It all started so easily, replacing a torn steering arm boot (same boot in all Vanagons).

I figured if I removed the ball joint end of the arm from the steering knuckle I could pull the boot off over it and and not change the arm adjustment (toe in). Out to the ball joint at that end, castellated nut with cotter pin.

I pulled the cotter pin and unscrewed the nut, then screwed the nut back on backwards to protect the threaded end, gave the steering knuckle around the ball joint a couple of good raps with a heavy hammer, then rapped upwards on the nut and the joint popped free. Nice when it happens so easily.

The boot was held on by 2 metal clamps (Oetker?) and I snipped the crimped part with some wire cutters and then pulled the boot out towards the ball joint.

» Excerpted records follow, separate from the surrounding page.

PR #330, opened 2020-03-05
hdl.ir: Pick up the variable name as a default name for submodules

galibert:
The current generated rtlil uses name like U$$<number> for module names, which is not good for discoverability, implementing debuggers, etc.  This patch picks up the variable name as default name for modules, in a similar way than is done for Signals.

I'm not sure what the rules for unicity are, if any.  Maybe the name should include the hierarchy in it to avoid collisions.  I'm not sure.

### DIFF
--- a/nmigen/hdl/ir.py
+++ b/nmigen/hdl/ir.py
@@ -9,7 +9,7 @@ from .._utils import *
 from .._unused import *
 from .ast import *
 from .cd import *
-
+from .. import tracer
 
 __all__ = ["UnusedElaboratable", "Elaboratable", "DriverConflict", "Fragment", "Instance"]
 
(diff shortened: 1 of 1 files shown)


whitequark:
Unfortunately the current behavior exists for a reason: module names are semantically meaningful, and having two modules with the same name is not legal. Also, I think it's important that `Elaboratable` involve as little magic as possible, and your solution makes it considerably more involved.

Have you considered, instead of using:
```python
submod = Submodule()
m.submodules += submod
```
doing:
```python
m.submodules.submod = submod = Submodule()
```
That's the suggested syntax and it even has the same amount of typing.

galibert:
You mean that submodules should not be instanciated in __init__ ?

whitequark:
They can be if it makes sense, then you'd do:
```python
m.submodules.submod = self.submod
```
later.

That rubber doughnut on the arm locates the outboard end of the boot. The new (well, used one I had in my parts bin) went over the ball joint and up to the rack. Oh, I did put a bit of grease on the exposed ball joint on the inboard end of the steering rack. I used cable ties to secure the boot the the rack and the rubber doughnut.

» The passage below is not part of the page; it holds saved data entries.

PR #332, opened 2020-03-06
Create AsyncFFSynchronizer CDC Primitive

awygle:
Per discussion on PR #329, implement `AsyncFFSynchronizer` CDC primitive for async-set-sync-release synchronization and make ResetSynchronizer a wrapper around it if platform-specific support does not exist.

### DIFF
--- a/nmigen/lib/cdc.py
+++ b/nmigen/lib/cdc.py
@@ -115,7 +115,7 @@ class AsyncFFSynchronizer(Elaboratable):
         Number of synchronization stages between input and output. The lowest safe number is 2,
         with higher numbers reducing MTBF further, at the cost of increased deassertion latency.
     """
-    def __init__(self, i, o, *, domain="sync", stages=2, async_edge="pos"):
+    def __init__(self, i, o, *, domain="sync", stages=2, async_edge="pos", max_input_delay=None):
         _check_stages(stages)
 
         self.i = i
@@ -129,21 +129,31 @@ class AsyncFFSynchronizer(Elaboratable):
                              .format(async_edge))
         self._edge = async_edge
 
+        self._max_input_delay = max_input_delay
+
     def elaborate(self, platform):
+        if hasattr(platform, "get_async_ff_sync"):
+            return platform.get_async_ff_sync(self)
+
+        if self._max_input_delay is not None:
+            raise NotImplementedError("Platform '{}' does not support constraining input delay "
+                                      "for AsyncFFSynchronizer"
+                                      .format(type(platform).__name__))
+
         m = Module()
-        m.domains += ClockDomain("reset_sync", async_reset=True, local=True)
+        m.domains += ClockDomain("async_ff", async_reset=True, local=True)
         flops = [Signal(1, name="stage{}".format(index), reset=1)
                  for index in range(self._stages)]
         for i, o in zip((0, *flops), flops):
-            m.d.reset_sync += o.eq(i)
+            m.d.async_ff += o.eq(i)
 
         if self._edge == "pos":
-            m.d.comb += ResetSignal("reset_sync").eq(self.i)
+            m.d.comb += ResetSignal("async_ff").eq(self.i)
         else:
-            m.d.comb += ResetSignal("reset_sync").eq(~self.i)
+            m.d.comb += ResetSignal("async_ff").eq(~self.i)
 
         m.d.comb += [
-            ClockSignal("reset_sync").eq(ClockSignal(self._domain)),
+            ClockSignal("async_ff").eq(ClockSignal(self._domain)),
             self.o.eq(flops[-1])
         ]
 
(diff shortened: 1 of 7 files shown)


nmigen/lib/cdc.py
```diff
@@ -95,6 +95,61 @@ def elaborate(self, platform):
...
+        self._domain = domain
+        self._stages = stages
+
+        if async_edge not in ("pos", "neg"):
+            raise ValueError("AsyncFFSynchronizer async edge must be one of 'pos' or 'neg', not {!r}"
+                             .format(async_edge))
+        self._edge = async_edge
+
+    def elaborate(self, platform):
+        m = Module()
```
awygle: Do we need the ability to swap in a platform-specific module here?

whitequark: Yes, absolutely. In fact we *only* need it here and not in `ResetSynchronizer`; the reason platform overrides exist is to make sure CDC constraints are correct, and `ResetSynchronizer` itself doesn't do any CDC anymore.

nmigen/lib/cdc.py
```diff
@@ -95,6 +95,61 @@ def elaborate(self, platform):
...
+        m.domains += ClockDomain("reset_sync", async_reset=True, local=True)
```
whitequark: This domain should be called something like `async_ff`.

nmigen/lib/cdc.py
```diff
@@ -125,13 +180,14 @@ class ResetSynchronizer(Elaboratable):
     Define the ``get_reset_sync`` platform method to override the implementation of
     :class:`ResetSynchronizer`, e.g. to instantiate library cells directly.
     """
-    def __init__(self, arst, *, domain="sync", stages=2, max_input_delay=None):
+    def __init__(self, arst, *, domain="sync", stages=2, max_input_delay=None, reset_less=False):
```
whitequark: This isn't used anymore, right?

nmigen/lib/cdc.py
awygle: Ah, yes. Hm... It doesn't really want to be called `get_reset_sync` anymore then does it? So much for not touching the platform code.  `get_async_ff_sync`?

nmigen/lib/cdc.py
awygle: No it's not, it snuck in when I was cherry-picking. Oops...

nmigen/lib/cdc.py
whitequark: > It doesn't really want to be called `get_reset_sync` anymore then does it? `get_async_ff_sync`?

Sounds good to me.

> So much for not touching the platform code.

That was inevitable because of the dual edge support I think. (We can postpone that; I do have every supported toolchain installed though.)

awygle: Mm this also means `_max_input_delay` needs to move to `AsyncFFSynchronizer`.

> That was inevitable because of the dual edge support

Should I add an edge parameter to `ResetSynchronizer` while I'm  in here?

whitequark: After reviewing the current code I suggest postponing platform support for configurable edge. This is because only Intel and Xilinx override CDC currently, and the three Xilinx platforms would really benefit from having clock domains with negative polarity resets for implementing this. You can insert an assertion in every platform override that the polarity is what it expects.

whitequark: > Mm this also means `_max_input_delay` needs to move to `AsyncFFSynchronizer`.

Yes.

> Should I add an edge parameter to `ResetSynchronizer` while I'm in here?

No, not yet. I'm actually not sure yet how configurable polarity resets should work, given that `ResetSignal` is late-bound. Not being able to write something like `m.If(ResetSignal()):` to check if you are being reset, and having to branch on polarity, would be really awful. Having `cd.rst` always have the logical polarity is confusing when you're driving it. Inverting the polarity of `ResetSignal()` that is being driven on LHS is technically complex. It's a can of worms... unfortunately one that is required for ASICs.

awygle:
I do not understand what codecov is complaining about - the details point to blank lines and comments?

nmigen/lib/cdc.py
```diff
@@ -95,6 +95,71 @@ def elaborate(self, platform):
...
+    ----------
+    i : Signal(1), in
+        Asynchronous input signal, to be synchronized.
+    o : Signal(1), out
+        Synchronously released output signal.
+    domain : str
+        Name of clock domain to reset.
+    stages : int, >=2
+        Number of synchronization stages between input and output. The lowest safe number is 2,
+        with higher numbers reducing MTBF further, at the cost of increased deassertion latency.
```
whitequark: Please document `async_edge`.

nmigen/vendor/intel.py
```diff
@@ -400,15 +400,22 @@ def get_ff_sync(self, ff_sync):
...
+                i_din=Const(1),
+                o_dout=async_ff_sync.o,
+            )
+        else:
+            m.submodules += Instance("altera_std_synchronizer",
+                p_depth=async_ff_sync._stages,
+                i_clk=ClockSignal(async_ff_sync._domain),
+                i_reset_n=async_ff_sync.i,
+                i_din=Const(1),
+                o_dout=async_ff_sync.o,
```
whitequark: I think you're missing an inverter here, Altera synchronizers are always reset to 0.

whitequark:
> I do not understand what codecov is complaining about - the details point to blank lines and comments?

Ignore it. It's only slightly more useful than annoying. We should probably make it less noisy.

nmigen/vendor/xilinx_spartan_3_6.py
```diff
@@ -437,24 +437,25 @@ def get_ff_sync(self, ff_sync):
...
-        if reset_sync._max_input_delay is not None:
-            raise NotImplementedError("Platform '{}' does not support constraining input delay "
-                                      "for ResetSynchronizer"
-                                      .format(type(self).__name__))
-
+    def get_async_ff_sync(self, async_ff_sync):
         m = Module()
-        m.domains += ClockDomain("reset_sync", async_reset=True, local=True)
+        m.domains += ClockDomain("async_ff", async_reset=True, local=True)
         flops = [Signal(1, name="stage{}".format(index), reset=1,
```
awygle: Looking at this, doesn't this platform need to throw if input delay is set? Since it's not supported?

whitequark: Yep, looks like this fell through the cracks.

whitequark:
Thank you!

Now the interesting part, while under the van I decided to have a look at that side’s radius arm rubber bushing and inner sleeve. These parts do wear out, and the sleeve rusts. I undid the drop link from the sway bar to the radius arm, the 19 mm nut at the out board end of the radius arm (inner bolt not touched, to keep the castor unaffected), and the 3 X 19mm bolts that holds the radius arm to the steering knuckle. As suspected, the sleeve was badly rusted and the bushings shot. The subframe hole also was rusty, but still sound underneath. Pretty well the same set up in 2wd Vanagons, its just that the syncro has that front subframe. Neil has a great write up on fixing his damaged radius rod mount on a 2wd Vanagon.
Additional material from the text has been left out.